Work instructions>
For each entry in the listing, produce an exact copy.

Input records START

PR #2249, opened 2021-03-24
Add client support for reusing sessions (OpenSSL)

catalinr-m:
This is an attempt to allow clients to reuse SSL sessions. Potentially reusable sessions will be kept in a LWS cache.
This can be enabled by setting the new `client_ssl_reuse_sessions` flag in `lws_context_creation_info` to `1`.
The precompiler condition for using the new functionality seemed to be
```
#if defined(LWS_WITH_NETWORK) && defined(LWS_WITH_TLS) && defined(LWS_WITH_CLIENT)
```

A session is identified by a string composed of the "\<IP\>:\<port\>". For an existing sessions identified in this way, after attempting to reuse it, `SSL_session_reused()` did return `1` for it.

### DIFF
--- a/include/libwebsockets/lws-context-vhost.h
+++ b/include/libwebsockets/lws-context-vhost.h
@@ -514,6 +514,9 @@ struct lws_context_creation_info {
 	/**< VHOST: Client SSL context init: length of client_ssl_key_mem in
 	 * bytes */
 
+	int client_ssl_reuse_sessions;
+	/**< VHOST: Client SSL context init: 0 = default, do not use session
+	 * cache; 1 = cache and attempt to reuse sessions */
 #endif
 
 #if !defined(LWS_WITH_MBEDTLS)
--- a/lib/core/context.c
+++ b/lib/core/context.c
@@ -230,6 +230,44 @@ lws_context_creation_completion_cb(lws_sorted_usec_list_t *sul)
 }
 #endif /* WITH_SYS_STATE */
 
+#if defined(LWS_WITH_TLS) && defined(LWS_WITH_CLIENT)
+int
+lws_context_cache_session(struct lws_context* ctx, SSL_SESSION* sess, const char* name)
+{
+	/* update an existing item */
+	for (struct lws_session_cache* s = ctx->client_ssl_session_cache; s; s = s->next) {
+		if (!strcmp(name, s->name)) {
+		SSL_SESSION_free(s->session);
+		s->session = sess;
+		lwsl_info("Session cache: replaced session %s\n", name);
+		return 1;
+		}
+	}
+
+	/* add a new item */
+	struct lws_session_cache* cache_item = malloc(sizeof(struct lws_session_cache));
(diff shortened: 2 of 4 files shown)


lws-team:
Thanks for the patch.  There are a few problems but I have pushed a modified version that solves most of them

 - new work has to be done on main branch, we can't add new abi to stable branch.  Once it's straight you can probably backport it if you need to, v4.1 and main are not hugely different and this is mainly adding code.

 - use a vhost flag in the context / vhost creation struct to enable session reuse

 - use a cmake option to enable it `LWS_WITH_TLS_SESSIONS`

  - bring all the related code into its own file `./lib/tls/openssl/openssl-sessions.c` and build that based on the cmake flag

 - the patch doesn't do session expiry at all.  I added it, it's just set to a fixed 300s atm

 - there is no test I can run to confirm it works, both for this work and in CI so we can know it didn't break.  There needs to be some way to use a minimal example to get a go / no-go test so we get alerted to problems.  It can be a new flag on an existing one or a new example.

If you could take a look on main and check / fix the changes, and address the last point, it would be great.  Because of the last point, I don't know if I broke it atm.

catalinr-m:
Thanks for the feedback and updates! (For the reference, it's 933ff036a81f5724fc64f8848892d8f0f0410153.)

I'll get `main` branch and test with it, and get back with any required changes if needed.
I'd gladly add a test, but I don't really know how it should work. Connecting to a URL a few times and checking that the same session was reused might sound good enough, except
- what URL would that be, so that it's stable enough to not break tests from unrelated issues?
- a server can decide to refuse to resume a session, and create a new one, so simply _not_ having a session reused would not mean that it was "not working".

Any suggestions for the test would be great. TIA!

lws-team:
It just needs to test it under some constrained circumstance, eg, to a specific server controlled by the tester, like libwebsockets.org.  It should not be fixed in the code but done so you can pass it in via commandline parameter.

AFAIK the server part of session resumption "is the default"

SSL_SESS_CACHE_SERVER

    Server sessions are added to the session cache. When a client proposes a session to be reused, the server looks for the corresponding session in (first) the internal session cache (unless SSL_SESS_CACHE_NO_INTERNAL_LOOKUP is set), then (second) in the external cache if available. If the session is found, the server will try to reuse the session. **This is the default.**

https://www.openssl.org/docs/man1.1.0/man3/SSL_CTX_set_session_cache_mode.html

if so, eg, connecting to libwebsockets.org:443 (or whatever you want), disconnecting then reconnecting with LWS_WITH_TLS_SESSIONS enabled should be enough to have it reuse the session.  If it isn't clear already, there'll need to be a way to check if the session was reused successfully, that can end up being used as the exit value from the test process.

catalinr-m:
Thanks, I'll try that way.
Yes, testing that a session was reused can be done using `SSL_session_reused(SSL *ssl)`. That's the one I used for testing my initial changes too.

lws-team:
Closing this and continuing discussion on the v3 patch PR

Input records END

Written answer>
PR #2249, opened 2021-03-24
Add client support for reusing sessions (OpenSSL)

catalinr-m:
This is an attempt to allow clients to reuse SSL sessions. Potentially reusable sessions will be kept in a LWS cache.
This can be enabled by setting the new `client_ssl_reuse_sessions` flag in `lws_context_creation_info` to `1`.
The precompiler condition for using the new functionality seemed to be
```
#if defined(LWS_WITH_NETWORK) && defined(LWS_WITH_TLS) && defined(LWS_WITH_CLIENT)
```

A session is identified by a string composed of the "\<IP\>:\<port\>". For an existing sessions identified in this way, after attempting to reuse it, `SSL_session_reused()` did return `1` for it.

### DIFF
--- a/include/libwebsockets/lws-context-vhost.h
+++ b/include/libwebsockets/lws-context-vhost.h
@@ -514,6 +514,9 @@ struct lws_context_creation_info {
 	/**< VHOST: Client SSL context init: length of client_ssl_key_mem in
 	 * bytes */
 
+	int client_ssl_reuse_sessions;
+	/**< VHOST: Client SSL context init: 0 = default, do not use session
+	 * cache; 1 = cache and attempt to reuse sessions */
 #endif
 
 #if !defined(LWS_WITH_MBEDTLS)
--- a/lib/core/context.c
+++ b/lib/core/context.c
@@ -230,6 +230,44 @@ lws_context_creation_completion_cb(lws_sorted_usec_list_t *sul)
 }
 #endif /* WITH_SYS_STATE */
 
+#if defined(LWS_WITH_TLS) && defined(LWS_WITH_CLIENT)
+int
+lws_context_cache_session(struct lws_context* ctx, SSL_SESSION* sess, const char* name)
+{
+	/* update an existing item */
+	for (struct lws_session_cache* s = ctx->client_ssl_session_cache; s; s = s->next) {
+		if (!strcmp(name, s->name)) {
+		SSL_SESSION_free(s->session);
+		s->session = sess;
+		lwsl_info("Session cache: replaced session %s\n", name);
+		return 1;
+		}
+	}
+
+	/* add a new item */
+	struct lws_session_cache* cache_item = malloc(sizeof(struct lws_session_cache));
(diff shortened: 2 of 4 files shown)


lws-team:
Thanks for the patch.  There are a few problems but I have pushed a modified version that solves most of them

 - new work has to be done on main branch, we can't add new abi to stable branch.  Once it's straight you can probably backport it if you need to, v4.1 and main are not hugely different and this is mainly adding code.

 - use a vhost flag in the context / vhost creation struct to enable session reuse

 - use a cmake option to enable it `LWS_WITH_TLS_SESSIONS`

  - bring all the related code into its own file `./lib/tls/openssl/openssl-sessions.c` and build that based on the cmake flag

 - the patch doesn't do session expiry at all.  I added it, it's just set to a fixed 300s atm

 - there is no test I can run to confirm it works, both for this work and in CI so we can know it didn't break.  There needs to be some way to use a minimal example to get a go / no-go test so we get alerted to problems.  It can be a new flag on an existing one or a new example.

If you could take a look on main and check / fix the changes, and address the last point, it would be great.  Because of the last point, I don't know if I broke it atm.

catalinr-m:
Thanks for the feedback and updates! (For the reference, it's 933ff036a81f5724fc64f8848892d8f0f0410153.)

I'll get `main` branch and test with it, and get back with any required changes if needed.
I'd gladly add a test, but I don't really know how it should work. Connecting to a URL a few times and checking that the same session was reused might sound good enough, except
- what URL would that be, so that it's stable enough to not break tests from unrelated issues?
- a server can decide to refuse to resume a session, and create a new one, so simply _not_ having a session reused would not mean that it was "not working".

Any suggestions for the test would be great. TIA!

lws-team:
It just needs to test it under some constrained circumstance, eg, to a specific server controlled by the tester, like libwebsockets.org.  It should not be fixed in the code but done so you can pass it in via commandline parameter.

AFAIK the server part of session resumption "is the default"

SSL_SESS_CACHE_SERVER

    Server sessions are added to the session cache. When a client proposes a session to be reused, the server looks for the corresponding session in (first) the internal session cache (unless SSL_SESS_CACHE_NO_INTERNAL_LOOKUP is set), then (second) in the external cache if available. If the session is found, the server will try to reuse the session. **This is the default.**

https://www.openssl.org/docs/man1.1.0/man3/SSL_CTX_set_session_cache_mode.html

if so, eg, connecting to libwebsockets.org:443 (or whatever you want), disconnecting then reconnecting with LWS_WITH_TLS_SESSIONS enabled should be enough to have it reuse the session.  If it isn't clear already, there'll need to be a way to check if the session was reused successfully, that can end up being used as the exit value from the test process.

catalinr-m:
Thanks, I'll try that way.
Yes, testing that a session was reused can be done using `SSL_session_reused(SSL *ssl)`. That's the one I used for testing my initial changes too.

lws-team:
Closing this and continuing discussion on the v3 patch PR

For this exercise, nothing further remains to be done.